John Fordham 

Miles Davis: Miles at the Fillmore: 1970 The Bootleg Series Vol 3 review – musical history in the making

This document of Miles Davis's radical electric band interpreting their material differently over four nights is fascinating, writes John Fordham
  
  

Miles Davis Performs On Stage
A major chapter in the story of 20th century music … Miles Davis.

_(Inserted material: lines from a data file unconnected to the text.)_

PR #2450, opened 2016-10-11
Native pipe

vors:
Fix #559 
Improve pipeline for native commands
- Start native process in Prepare() instead of Complete()
  in NativeCommandProcessor.
- Remove unneeded input, output, error threads. Replaced by
  simpler primitives.

Motivation example:

`ping | %{powershell-code} | grep` now works in real-time.
See the [test](https://github.com/PowerShell/PowerShell/pull/2450/commits/e34a81a30fda95685084b09d4a0d5f60006e4d49#diff-e2e61256a6481fbfcebf5757b220793aR35)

Photograph: David Redfern/Redferns Photograph: David Redfern/Redferns

The latest in Columbia/Legacy's Miles Davis Bootlegs series has four discs representing all four nights played by the trumpeter's new electric band as the support for Laura Nyro at the Fillmore East in June 1970. That controversial and brilliant group included Chick Corea and Keith Jarrett (mingling electronic abstractions and wah-wah-guitar effects on keyboards), and the recurring setlist offers revealing glimpses into the real-time evolution of classics like Directions, Bitches Brew and It's About That Time. The group was also hovering between acoustic, standard-song jazz and raw avant-rock, so longtime Davis staples also get fresh treatments. Just hearing It's About That Time variously played with unadorned trumpet simplicity, or amid menagerie synth-sounds and dense drum shuffles, or accompanied by Airto Moreira's windy flute, in successive nightly interpretations, is fascinating. But a funky Willie Nelson (later to appear on the Jack Johnson album), the rousing, choppy Directions, and the magnificent riff of Bitches Brew are just a few of the highlights subjected to continuous reappraisal. It's a chapter in the story of 20th-century music as a whole, not just the minutiae of jazz.